**ACTIVITY**
Please report each line of the data below that contains "were".

[Stored entries]
PR #727, opened 2021-09-01
Improve grid choice for pdf1d

karllark:
The metallicity grid in the BEAST is usually log spaced.  The 1D pPDF has been generated using a linear spacing between the min/max of the metallicity grid.  This mismatch between the physics grid and 1D pPDF spacing causes the 'Exp' and 'p16, p50, p84' values (all derived from the 1D pPDF) causes these values to not best reflect the actual metallicity information as encoded in the full 7D pPDF.

One solution would to setup the 1D pPDF calculation for metallicity to use a log spacing for the histogram x values.  Quite straightforward as we already do this for the Mass.  

A *better* solution (as discussed below) is to setup the 1D pPDF bins to be the specific physics grid values.  This PR does this in the case where the number of unique values of a parameter is less than the max_nbins set for 1D pPDFs (default is 200).  This is a new capability and will be used for more than just metallicity.  It should give the same results as we have been using linear spacing in general for the physics grid.  But this new code should be more robust and general.

I have not updated any of the 2D pPDFs code at this point.  See issue #729.

As part of this work, a check was added in the 1D pPDF that revealed a bug for the symlog quantities (fluxes w/ biases).  The symlog bug only affected subgrid physicsmodels and was related to not removing the original hard-coded symlog pivot point.  That bug has been fixed with this PR.

Also have updated the plot_indiv_fit code to better visualize the metallicity results.

New plot
beast_metal_small_ifit_starnum_1

Old plot

beast_metal_small_ifit_starnum_1


karllark:
> Just to make sure, will this fix work fine for the linearly spaced metallicity grid case?

Yes, but not ideal.  My thoughts are if one was using a linear metallicity gird case, it would likely be over a narrow metallicity range.   Is this your thoughts as well?  If the linearly spaced metallicity grid is over a wide range, then the log spacing of the 1D pPDF will not be ideal and may suffer from the same kind of issues as we were dealing with before this fix. 

It may be possible to make an adaptive grid instead, but would have to think about this.

At a min, this fix should solve the immediate problem and be at least better than what we had before.

galaxyumi:
> Yes, but not ideal. My thoughts are if one was using a linear metallicity gird case, it would likely be over a narrow metallicity range. Is this your thoughts as well? If the linearly spaced metallicity grid is over a wide range, then the log spacing of the 1D pPDF will not be ideal and may suffer from the same kind of issues as we were dealing with before this fix.

This was my concern. Along with this fix, it might be good to update the relevant doc for the users to guide them to use logs-acing in metallicity to properly evaluate 1D PDF and summary stats. 

> It may be possible to make an adaptive grid instead, but would have to think about this.

I haven't looked at this part of the codes, but why we can't use the physics model grid points? Do we need to redefine each grid points when generating 1D PDFs for parameters?

> At a min, this fix should solve the immediate problem and be at least better than what we had before.
Sounds good!

karllark:
> > It may be possible to make an adaptive grid instead, but would have to think about this.
>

**FINISHED TASK**
Yes, but not ideal.  My thoughts are if one was using a linear metallicity gird case, it would likely be over a narrow metallicity range.   Is this your thoughts as well?  If the linearly spaced metallicity grid is over a wide range, then the log spacing of the 1D pPDF will not be ideal and may suffer from the same kind of issues as we were dealing with before this fix. 
> Yes, but not ideal. My thoughts are if one was using a linear metallicity gird case, it would likely be over a narrow metallicity range. Is this your thoughts as well? If the linearly spaced metallicity grid is over a wide range, then the log spacing of the 1D pPDF will not be ideal and may suffer from the same kind of issues as we were dealing with before this fix.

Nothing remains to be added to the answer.